- EXERCISE AIM -
Go through the records below and return each line that has "setting" in it.

(Collected data)

+---+

PR #1128, opened 2020-08-18
Schedule experiment_search_aggregates queries

scholtzan:
Schedules https://github.com/mozilla/bigquery-etl/pull/1233

Very similar to scheduling `experiment_enrollment_aggregates`

### DIFF
--- a/dags/copy_deduplicate.py
+++ b/dags/copy_deduplicate.py
@@ -136,11 +136,11 @@ with models.DAG(
     experiment_search_query_task_id = "experiment_search_aggregates_live_generate_query"
 
     # setting xcom_push to True outputs this query to an xcom
-    experiment_search_aggregates_live_generate_query = gke_command(
+    experiment_search_aggregates_live_generate_view = gke_command(
         task_id=experiment_search_query_task_id,
         command=[
             "python",
-            "sql/telemetry_derived/experiment_search_aggregates_live/view.sql.py",
+            "sql/telemetry_derived/experiment_search_aggregates_live_v1/view.sql.py",
             "--submission-date",
             "{{ ds }}",
             "--json-output",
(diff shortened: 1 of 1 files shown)


dags/copy_deduplicate.py
```diff
@@ -123,6 +123,48 @@
...
+        email=["telemetry-alerts@mozilla.com", "ascholtz@mozilla.com"])
+
+    experiment_search_query_task_id = "experiment_search_aggregates_live_generate_query"
+
+    # setting xcom_push to True outputs this query to an xcom
+    experiment_search_aggregates_live_generate_query = gke_command(
+        task_id=experiment_search_query_task_id,
+        command=[
+            "python",
+            "sql/telemetry_derived/experiment_search_aggregates_live/view.sql.py",
```
akkomar, line 143:
```suggestion
            "sql/telemetry_derived/experiment_search_aggregates_live_v1/view.sql.py",
```
typo?

dags/copy_deduplicate.py
```diff
@@ -123,6 +123,48 @@
...
+            "--json-output",
+            "--wait-seconds",
+            "15",
+        ],
+        docker_image="mozilla/bigquery-etl:latest",
+        xcom_push=True,
+        owner="ascholtz@mozilla.com",
+        email=["telemetry-alerts@mozilla.com", "ascholtz@mozilla.com"])
+
+    experiment_enrollment_aggregates_live_run_query = bigquery_xcom_query(
```
akkomar, line 155:
```suggestion
    experiment_search_aggregates_live_run_query = bigquery_xcom_query(
```
Seems like this should be called `_search_`, instead of `_enrollment_`?

Also nit: it's not clear to me that this task creates a view, just by looking at its name.

akkomar (changes requested):

dags/copy_deduplicate.py
scholtzan: I updated the name. `..._deploy_view` is probably more accurate for this step

akkomar (approved):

+---+

- EXPECTED ANSWER -
     # setting xcom_push to True outputs this query to an xcom
+    # setting xcom_push to True outputs this query to an xcom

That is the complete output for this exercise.